In [None]:
import numpy as np
import matplotlib.pyplot as plt
from datascience import *
%matplotlib inline

# What is Bootstrapping?

To understand bootstrapping, let's work though an easy example. We roll a six-sided die 50 times and calculate the mean.

In [None]:
possible_rolls = np.arange(1,7)
num_rolls = 50
sample_rolls = np.random.choice(possible_rolls, num_rolls)
avg_roll = np.mean(sample_rolls)
print(f"The average of {num_rolls} is {avg_roll}")

## What is the 95% confidence interval?

We have an average based on our sample of 50 rolls, but we know that this is only approximate. To find the true average, we would have to average millions of rolls. How good is an estimate based on a sample size of 50?

One way to answer this would be to take many, many samples of 50 and look at the distribution of means. Let's try that.

In [None]:
means = []
for i in np.arange(10000):
    sample_rolls = np.random.choice(possible_rolls, num_rolls)
    avg_roll = np.mean(sample_rolls)
    means.append(avg_roll)

plt.hist(means, bins=30);

To find the 95% confidence interval, we just figure out the interval that contains 95% our our results. The datascience module has a handy function for this: `percentile.` The 95% confidence interval would be all the value above the bottom 2.5% and below the top 2.5%.

In [None]:
left = percentile(2.5, means)
right = percentile(97.5, means)
print(f"The 95% confidence interval ranges from {left} to {right}")

So we have an estimate of the mean based on 50 rolls and we are 95% confident that the true mean lies within this range.

**But in the real world we cannot replicate our experiment thousands of times!** 

So, if we only have the one sample of 50, how do we estimate a confidence interval for the mean?

Pay close attention, but this is where the magic happens.

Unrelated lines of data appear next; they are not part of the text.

PR #3429, opened 2019-06-20
framework/security: fix security bug

pillip8282:
if it doesn't allocate memory in security layer it'll cause crash
becuase of dangling pointer. furthermore sl_init function doesn't
deallocate handle when it fails to call ioctl or to get error message
from SE driver. handle should be freed both cases

### DIFF
--- a/framework/src/seclink/seclink.c
+++ b/framework/src/seclink/seclink.c
@@ -55,16 +55,9 @@
 
 #ifdef LINUX
 extern int sl_post_msg(int fd, int cmd, unsigned long arg);
+#define ioctl sl_post_msg
+#endif
 
-#define SL_CALL(hnd, code, param)										\
-	do {																\
-		int i_res = sl_post_msg(hnd->fd, code, (unsigned long)((uintptr_t)&param)); \
-		if (i_res < 0) {												\
-			SL_ERR(i_res);												\
-			return SECLINK_ERROR;										\
-		}																\
-	} while (0)
-#else
 #define SL_CALL(hnd, code, param)										\
 	do {																\
 		int i_res = ioctl(hnd->fd, code, (unsigned long)((uintptr_t)&param)); \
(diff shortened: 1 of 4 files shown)


seinfra:
Target : [4155e1f563849e852be996792b15b23f4cb8ccf9] - Code Rule Check (C++) OK.

seinfra:
Target : [4155e1f563849e852be996792b15b23f4cb8ccf9] - Code Rule Check OK.

framework/src/seclink/seclink.c
```diff
@@ -55,26 +55,35 @@
...
+		int i_res = ioctl(hnd->fd, code, (unsigned long)((uintptr_t)&param)); \
 		if (i_res < 0) {												\
 			SL_ERR(i_res);												\
 			return SECLINK_ERROR;										\
 		}																\
 	} while (0)
-#else
-#define SL_CALL(hnd, code, param)										\
+
+#define SL_CALL2(hnd, code, param, error)								\
```
intom: How about changing to a meaningful name instead of SL_CALL2?

framework/src/seclink/seclink.c
```diff
@@ -124,7 +139,7 @@ int sl_init(sl_ctx *hnd)
 	handle->fd = fd;
 
 	struct seclink_req req = {.req_type.comm = NULL, 0};
-	SL_CALL(handle, SECLINKIOC_INIT, req);
+	SL_CALL2(handle, SECLINKIOC_INIT, req, SL_FREE_HANDLE(handle));
```
dr-venkman: As `SL_CALL2` can potentially return on error, shouldn't we also `close(fd)` inside the macro definition before returning? Please ignore if not necessary.

framework/src/seclink/seclink.c
```diff
@@ -55,26 +55,35 @@
...
 	} while (0)
-#else
-#define SL_CALL(hnd, code, param)										\
+
+#define SL_CALL2(hnd, code, param, error)								\
 	do {																\
 		int i_res = ioctl(hnd->fd, code, (unsigned long)((uintptr_t)&param)); \
 		if (i_res < 0) {												\
 			SL_ERR(i_res);												\
+			error;														\
```
dr-venkman: perhaps give it a meaningful name as well, such as `restore_on_error` or `error_cleanup`?

framework/src/security/security_utils.c
```diff
@@ -267,11 +267,8 @@ int secutils_convert_path_s2h(const char *path, uint32_t *slot)
 	if (!strncmp(path, SS_PATH, sizeof(SS_PATH) - 1)) {
 		*slot = atoi(&path[3]);
 		return 0;
-	} else if (!strncmp(path, FACTORY_PATH, sizeof(FACTORY_PATH) - 1)) {
```
dr-venkman: Is this change within the scope of the commit description?

pillip8282: it cause build fail

framework/src/seclink/seclink.c
pillip8282: I think that SL_CALL2 is enough

framework/src/seclink/seclink.c
pillip8282: I think error is understandable.

framework/src/seclink/seclink.c
sangwon03: There is a SL_CALL. Why we need SL_CALL2?

framework/src/seclink/seclink.c
Hyunjun85: SL_CALL2 is not good to understand.
There is "SL_CALL_NORET" on below, like this, Would you change like 'SL_CALL_RET'?

PR #3434, opened 2019-06-20
build/configs/imxrt: Modify CONFIG_RR_INTERVAL

yashwanth686007:
This patch modifies RR Interval to 100msec.


seinfra:
Target : [2a52bf36fd8925644237074124e40c8f37cab88e] - Code Rule Check OK.

seinfra:
Target : [2a52bf36fd8925644237074124e40c8f37cab88e] - Code Rule Check (C++) OK.

NilabhShant:
Don't you think same change will be applied for imxrt1020-evk/tc defconfig also.

yashwanth686007:
@NilabhShant , I cant find any such config on master branch.

NilabhShant:
> @NilabhShant , I cant find any such config on master branch.

Ok, got it. I thought you want to merged in protection.

build/configs/imxrt1020-evk/nxp_demo/defconfig
```diff
@@ -345,7 +345,7 @@ CONFIG_PREALLOC_TIMERS=8
 # Tasks and Scheduling
 #
 CONFIG_INIT_ENTRYPOINT=y
-CONFIG_RR_INTERVAL=0
+CONFIG_RR_INTERVAL=100
```
sijupunnnoose: You are enabling this to avoid failure with timer example, how about creating a dependency with CONFIG_EXAMPLES_TIMER??

sunghan-chang: @sijupunnnoose @yashwanth686007 Thank you for explaining the reason of this. I also thought this suggestion. But I want to know is it really needed? Without RR, isn't it working?

yashwanth686007: @sijupunnnoose @sunghan-chang , I believe its not only with timer example, its a generic round robin functionality that doesn't take place without this interval.
By the current default zero value, round robin scheduling will be disabled. If RR interval is set to zero, the task stays on the head of the ready-to-run list until it completes. It doesn't give any chance to other tasks of equal priority to run.

sijupunnnoose: @sunghan-chang, in master timer example fails with message "failed to set policy"

ret = pthread_attr_setschedpolicy(&attr, SCHED_RR);
if (ret != 0) {
	fprintf(stderr, "failed to set policy(%d)\n", ret);
	return -ret;
}

sunghan-chang: @yashwanth686007 We support FIFO as well as RR. Someone could want to work with FIFO. To work those defconfig, is RR necessary? I don't think so.
@sijupunnnoose  Current timer example makes it failed with FIFO. But it can't be the reason. I think we can use FIFO to run. Timer should be working with FIFO also. I think our timer example was implemented wrongly. We don't need to force to turn it on.

yashwanth686007: @sunghan-chang , yes, user can either of the scheduling policies. For this defconfig, RR is not necessary. Since we followed RR in remaining defconfigs, I have made the changes. If not required, i will revert.

sunghan-chang: @yashwanth686007 I think this is unnecessary. If you have the another reason, please let me know.

yashwanth686007: Okay.. I'll close the PR. Thanks.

First, we assume that the sample we have is a reasonable reflection of the true population as a whole. So instead of generating another new set of data by rolling the die again, or by performing the experiment again, **we sample from our sample.**  In this case, we draw 50 rolls, with replacement after each draw, to create a new sample of 50. We calculate the mean of this new sample. We do this again and again, to get a distribution of means based on our sample.

In [None]:
bootstrap_means = []
for i in np.arange(10000):
    bootstrap_sample = np.random.choice(sample_rolls, size=num_rolls, replace=True)
    avg_roll = np.mean(bootstrap_sample)
    bootstrap_means.append(avg_roll)

plt.hist(bootstrap_means, bins=30);

In [None]:
left = percentile(2.5, bootstrap_means)
right = percentile(97.5, bootstrap_means)
print(f"The 95% confidence interval based on bootstrapping ranges from {left} to {right}")

This confidence interval is **very close** to the estimate we got replicating the experiment thousands of times without actually collecting any new data.

## Student Challenge
What assumption unlies bootstapping? When do you think it is likely to work well, and when not?